■ Dataset entries:

Issue #239, opened 2022-06-23
Support health status interface


eyalkraft:
**Motivation**

Once libbeat is migrated to v2 cloudbeat should support the new health status interface to report detailed health information to the user. Including requiring the user to upgrade.
This information will surfaced in the UI. which is being tracked in .

**Definition of done**

- [ ] If there's an error, cloudbeat should report it an a way viewable from Kibana
- [ ] If there's a mismatch between the integration and the cloudbeat version (which could mean missing rules/fetchers on cloudbeats side) cloudbeat should indicate the user he needs to upgrade his agent.
- [ ] make sure we understand what is the behavior once the status is not healthy - does the agent restarts cloudbeat?

**Out of scope**

What is not included in this task  

**Related tasks/epics**

- https://github.com/elastic/security-team/issues/3494
- https://github.com/elastic/package-spec/issues/165#issuecomment-1156497651
- [Design doc](https://docs.google.com/document/d/1I0PeZKIkUTaWiY2F_Dum_gSi0cpbblcftl-tz81iYak/edit)
- blocked on https://github.com/elastic/elastic-agent/issues/100

yashtewari:
[BeatV2Manager](https://github.com/elastic/beats/blob/main/x-pack/libbeat/management/managerV2.go) with the new status/health update interfaces is not yet as mature as we'd expected. It's not being used by the "core" beats yet, as described by this issue
- https://github.com/elastic/ingest-dev/issues/1367

So it would be risky to touch it for the v8.6.0 release. I'll add more details about this in another comment.

For now, I've setup the required information/logic for version compatibility, and also started using V1 of [`Manager.UpdateStatus`](https://github.com/elastic/beats/blob/4f106cb16e58272203b411a7eed0678989919c98/libbeat/management/management.go#L66) so that it may be easier to update to V2 going forward.

- https://github.com/elastic/integrations/pull/4695
- https://github.com/elastic/cloudbeat/pull/538

The current behavior is the same as any other error in cloudbeat: the error is logged and cloudbeat is restarted by the Agent. But this is only tentative and we should make a decision on it.

yashtewari:
I was able to send a `Degraded` signal using the V1 interface and make the Agent status on Kibana change to "Unhealthy".

![Screenshot 2022-11-23 at 5 04 23 PM](https://user-images.githubusercontent.com/9020112/203579722-919b2dba-2fc3-4413-8055-41fb1a3ff723.png)

We have two options now:
[...]

PR #583, opened 2022-12-15
feat: validate benchmark type

olegsu:
**What does this PR do?**
This will use the new `config.v1` structure to validate that the cloudbeat knows how to run the selected benchmark.
In case the benchmark is not supported it may fail fast or ignore and update the status.
1. When cloudbeat just started and the given configuration is based on a benchmark that is not supported, fail fast as there is nothing to do.
2. When a reconfiguration comes with an unsupported benchmark ignore it and update the status

This PR only uses `config.v1.benchmark` to not deal with the new structure that integrations [pr](https://github.com/elastic/integrations/pull/4752) adding ( cc @kfirpeled)

**Related Issues**
Related https://github.com/elastic/cloudbeat/issues/239
Related https://github.com/elastic/integrations/pull/4752

**Checklist**


scripts/common.sh
```diff
@@ -57,8 +57,7 @@ copy_to_agents() {
 }
 
 restart_agents() {
-  echo "Agent restart is not supported yet"
-  # for P in $(get_agents); do
-    # exec_pod $POD "elastic-agent restart" # https://github.com/elastic/cloudbeat/pull/458#issuecomment-1308837098
-  # done
+  for P in $(get_agents); do
+    exec_pod $POD "elastic-agent restart" # https://github.com/elastic/cloudbeat/pull/458#issuecomment-1308837098
```
amirbenun, line 61: You can remove the comment.
Also, I just noticed we are missing `POD=$(echo $P | cut -d '/' -f 2)`.
Can you verify that it works?

config/config.go
```diff
@@ -38,25 +40,21 @@ const DefaultNamespace = "default"
...
 type Config struct {
-	Type       string                  `config:"type"`
 	AWSConfig  aws.ConfigAWS           `config:",inline"`
 	RuntimeCfg *RuntimeConfig          `config:"runtime_cfg"`
 	Fetchers   []*config.C             `config:"fetchers"`
 	KubeConfig string                  `config:"kube_config"`
 	Period     time.Duration           `config:"period"`
 	Processors processors.PluginConfig `config:"processors"`
 	BundlePath string                  `config:"bundle_path"`
+	Benchmark  string                  `config:"config.v1.benchmark"`
```
amirbenun, line 57: This change requires a matching change to the integration, isn't it?

launcher/launcher.go
```diff
@@ -239,6 +242,9 @@ func (l *launcher) reconfigureWait(timeout time.Duration) (*config.C, error) {
 				err := l.validator.Validate(update)
 				if err != nil {
 					l.log.Errorf("Config update validation failed: %v", err)
+					if errors.Is(err, cloudbeat_config.ErrBenchmarkNotSupported) {
```
amirbenun, line 245: The launcher was designed in a way it is agnostic to cloudbeat or any `Beater` implementation.
In that case, we can extend the `Validator` to support a special kind of error that will send that degraded message.
The only difference will be that the `Validator` accepts `config.C` instead of our struct.

amirbenun (changes requested):
Nice!

scripts/common.sh
olegsu: You are right, will verify

config/config.go
olegsu: We already have it https://github.com/elastic/integrations/pull/4752/files#diff-721297d41d05ea41cf84e1ee80fdda5ac230452caef26678a37e752e43fbb466R11

launcher/launcher.go
olegsu: In that case, we can update the validator behavior to return a boolean whether the configuration is valid or not.
So the validator will also receive the `management.Manager` to update the status.

I am not sure it's better as we still have a coupling between the launcher and the validator.

errors/errors.go
```diff
@@ -0,0 +1,17 @@
+package errors
+
+// Cloudbeat error is an error that is desgined to have some information that
+// can help to end user to operate cloudbeat
+// for example when a cloudbeat configuration is invalid, this error will include
+// more information about what is missing/expected and maybe links to external sources as well
+type CloudbeatError struct {
```
amirbenun, line 7: I liked it, since I still don't want the launcher to be aware of cloudbeat I would just rename it.
Maybe `BeaterDegradeError` / `BeaterUnhealthyError` or some other name that indicates what is about to happen once this error is returned.
Also, it should reside near the launcher IMO.

olegsu: This is good naming, will change the name.

> Also, it should reside near the launcher IMO.
This might be an issue with imports

launcher/launcher.go
```diff
@@ -239,6 +242,10 @@ func (l *launcher) reconfigureWait(timeout time.Duration) (*config.C, error) {
 				err := l.validator.Validate(update)
 				if err != nil {
 					l.log.Errorf("Config update validation failed: %v", err)
+					heatlhErr := &cb_errors.BeaterUnhealthyError{}
+					if errors.As(err, heatlhErr) {
```
amirbenun, line 246: Let's test this new functionality, it can be a part of `TestLauncherValidator`

amirbenun: Also, note that you are checking the error that returned from the `Validator` but `BeaterUnhealthyError` error is actually returned from `config.New` and wrapped in the validator and probably won't get detected here.

errors/errors.go
```diff
@@ -0,0 +1,37 @@
...
+
+// BeaterUnhealthyError error is an error that is desgined to have an information that
+// can help to end user to operate cloudbeat health issues.
+// For example, when a cloudbeat configuration is invalid, the error will include
+// more information about what is missing/expected and might have links to external sources as well
+type BeaterUnhealthyError struct {
+	msg string
+}
+
+func New(msg string) BeaterUnhealthyError {
```
amirbenun, line 31: Nit, rename the function to indicate the error type, maybe `errors.NewBeaterUnhealthy(...)`?

amirbenun (commented):
Last touch

launcher/launcher.go
olegsu: > Let's test this new functionality, it can be a part of `TestLauncherValidator`

Sure



> Also, note that you are checking the error that returned from the `Validator` but `BeaterUnhealthyError` error is actually returned from `config.New` and wrapped in the validator and probably won't get detected here.

The [test](https://github.com/elastic/cloudbeat/pull/583/files#diff-5a256ba4448e51ae85f5cdae75f5093675bc7ea190d00bcf687fffa782822ca8R31) for the errors pkg checking exactly this. First create the `BeaterUnhealthyError` and than wrap it, later test that using `errors.As` it will get the original error.

From golang https://pkg.go.dev/errors#As
> As finds the first error in err's chain that matches target, and if one is found, sets target to that error value and returns true. Otherwise, it returns false.

amirbenun (approved):

gurevichdmitry (approved):
@olegsu LGTM. scripts/common.sh approved.

PR #585, opened 2022-12-18
Fixing EKS cluster name

ofiriro3:
**What does this PR do?**
This PR fixes the panic that identifying the EKS cluster name caused.

**Related Issues**
- Related: https://github.com/elastic/security-team/issues/5654


oren-zohar:
should we backport this to 8.6?

justfile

■ Directions:
Check every line of the entries for "actually" and report how many lines contain it, without any other words.

■ Response to this exercise:
2